What is needed ▸
What is needed here is an exact repetition of the records below, beginning at the line that has "PR #428, opened 2022-03-29" and stopping after the line that has "Nice work !!".

Exercise data ▸
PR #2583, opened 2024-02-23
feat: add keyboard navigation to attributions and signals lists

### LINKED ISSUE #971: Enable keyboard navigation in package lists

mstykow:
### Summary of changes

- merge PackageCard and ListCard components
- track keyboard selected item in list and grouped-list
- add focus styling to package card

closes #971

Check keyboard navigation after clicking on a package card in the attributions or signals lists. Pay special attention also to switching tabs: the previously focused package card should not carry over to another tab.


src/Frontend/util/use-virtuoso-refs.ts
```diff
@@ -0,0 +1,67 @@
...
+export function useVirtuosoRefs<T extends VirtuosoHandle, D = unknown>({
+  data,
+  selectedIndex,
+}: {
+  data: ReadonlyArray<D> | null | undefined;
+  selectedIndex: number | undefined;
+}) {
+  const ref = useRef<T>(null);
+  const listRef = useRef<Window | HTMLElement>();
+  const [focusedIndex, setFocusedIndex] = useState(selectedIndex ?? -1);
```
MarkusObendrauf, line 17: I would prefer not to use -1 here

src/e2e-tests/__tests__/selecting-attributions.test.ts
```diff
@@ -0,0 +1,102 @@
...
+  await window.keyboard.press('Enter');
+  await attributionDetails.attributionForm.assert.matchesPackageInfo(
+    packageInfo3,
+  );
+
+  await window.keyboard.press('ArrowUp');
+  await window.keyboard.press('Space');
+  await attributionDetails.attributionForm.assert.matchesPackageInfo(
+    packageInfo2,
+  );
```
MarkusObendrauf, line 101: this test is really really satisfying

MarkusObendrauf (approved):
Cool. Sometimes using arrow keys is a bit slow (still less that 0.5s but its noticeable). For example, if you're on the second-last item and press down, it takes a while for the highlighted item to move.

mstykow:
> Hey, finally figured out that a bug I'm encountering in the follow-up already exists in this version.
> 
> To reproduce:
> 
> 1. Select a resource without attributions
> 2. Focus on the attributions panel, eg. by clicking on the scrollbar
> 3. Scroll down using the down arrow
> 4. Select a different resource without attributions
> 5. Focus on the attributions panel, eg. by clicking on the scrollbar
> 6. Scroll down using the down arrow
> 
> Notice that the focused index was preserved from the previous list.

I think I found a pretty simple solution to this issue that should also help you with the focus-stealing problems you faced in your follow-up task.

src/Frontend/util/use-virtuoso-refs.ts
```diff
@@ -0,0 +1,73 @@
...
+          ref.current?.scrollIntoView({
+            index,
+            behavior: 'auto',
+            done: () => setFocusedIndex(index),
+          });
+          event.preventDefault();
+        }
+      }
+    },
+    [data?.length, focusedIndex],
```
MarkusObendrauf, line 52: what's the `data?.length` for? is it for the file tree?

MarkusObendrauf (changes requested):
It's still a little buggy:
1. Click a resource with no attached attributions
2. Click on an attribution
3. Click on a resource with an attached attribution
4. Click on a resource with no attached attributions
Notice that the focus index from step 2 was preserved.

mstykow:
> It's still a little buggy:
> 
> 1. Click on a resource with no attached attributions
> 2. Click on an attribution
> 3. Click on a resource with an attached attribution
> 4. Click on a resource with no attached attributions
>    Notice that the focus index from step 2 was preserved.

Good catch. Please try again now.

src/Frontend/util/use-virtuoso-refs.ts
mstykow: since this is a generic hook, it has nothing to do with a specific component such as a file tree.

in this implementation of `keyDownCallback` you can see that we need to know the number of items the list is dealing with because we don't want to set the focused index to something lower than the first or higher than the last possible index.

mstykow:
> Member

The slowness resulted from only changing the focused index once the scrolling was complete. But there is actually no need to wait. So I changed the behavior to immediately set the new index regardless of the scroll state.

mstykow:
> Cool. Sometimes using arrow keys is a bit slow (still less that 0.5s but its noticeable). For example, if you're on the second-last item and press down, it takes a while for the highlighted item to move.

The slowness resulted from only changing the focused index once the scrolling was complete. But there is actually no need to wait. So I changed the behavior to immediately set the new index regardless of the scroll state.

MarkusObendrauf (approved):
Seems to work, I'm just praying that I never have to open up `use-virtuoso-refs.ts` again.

...

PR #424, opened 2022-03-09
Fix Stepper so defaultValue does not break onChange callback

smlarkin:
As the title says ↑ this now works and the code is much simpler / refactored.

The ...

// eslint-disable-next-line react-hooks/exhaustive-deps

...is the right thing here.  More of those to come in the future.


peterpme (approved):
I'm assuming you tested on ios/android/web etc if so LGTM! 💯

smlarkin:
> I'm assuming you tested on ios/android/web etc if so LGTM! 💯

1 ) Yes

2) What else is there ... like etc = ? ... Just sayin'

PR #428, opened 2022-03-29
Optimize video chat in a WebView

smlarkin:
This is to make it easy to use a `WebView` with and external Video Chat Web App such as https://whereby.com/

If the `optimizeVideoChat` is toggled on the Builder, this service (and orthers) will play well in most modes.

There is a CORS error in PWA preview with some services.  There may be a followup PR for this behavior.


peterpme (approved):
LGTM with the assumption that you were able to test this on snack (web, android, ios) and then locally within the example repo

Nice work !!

* * *

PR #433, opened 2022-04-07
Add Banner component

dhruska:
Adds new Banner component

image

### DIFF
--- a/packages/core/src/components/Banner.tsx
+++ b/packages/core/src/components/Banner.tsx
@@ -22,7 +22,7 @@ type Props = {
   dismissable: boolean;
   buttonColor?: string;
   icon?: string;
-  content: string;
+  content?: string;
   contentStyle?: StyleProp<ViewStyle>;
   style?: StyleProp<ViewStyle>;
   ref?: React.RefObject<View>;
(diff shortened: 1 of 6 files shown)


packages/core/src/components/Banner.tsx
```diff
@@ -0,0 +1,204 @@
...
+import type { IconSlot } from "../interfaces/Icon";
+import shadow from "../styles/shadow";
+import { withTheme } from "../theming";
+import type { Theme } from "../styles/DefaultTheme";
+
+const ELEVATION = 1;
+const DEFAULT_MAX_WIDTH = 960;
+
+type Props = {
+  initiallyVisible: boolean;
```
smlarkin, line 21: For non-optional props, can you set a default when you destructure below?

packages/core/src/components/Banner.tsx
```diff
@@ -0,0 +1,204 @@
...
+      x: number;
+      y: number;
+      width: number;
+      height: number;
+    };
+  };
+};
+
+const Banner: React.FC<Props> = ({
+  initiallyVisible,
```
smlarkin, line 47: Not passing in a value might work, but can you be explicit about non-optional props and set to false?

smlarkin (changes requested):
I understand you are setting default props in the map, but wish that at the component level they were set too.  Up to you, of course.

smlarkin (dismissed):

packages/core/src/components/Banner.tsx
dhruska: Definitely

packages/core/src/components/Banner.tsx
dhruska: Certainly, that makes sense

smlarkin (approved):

The answer ▸
PR #428, opened 2022-03-29
Optimize video chat in a WebView

smlarkin:
This is to make it easy to use a `WebView` with and external Video Chat Web App such as https://whereby.com/

If the `optimizeVideoChat` is toggled on the Builder, this service (and orthers) will play well in most modes.

There is a CORS error in PWA preview with some services.  There may be a followup PR for this behavior.


peterpme (approved):
LGTM with the assumption that you were able to test this on snack (web, android, ios) and then locally within the example repo

Nice work !!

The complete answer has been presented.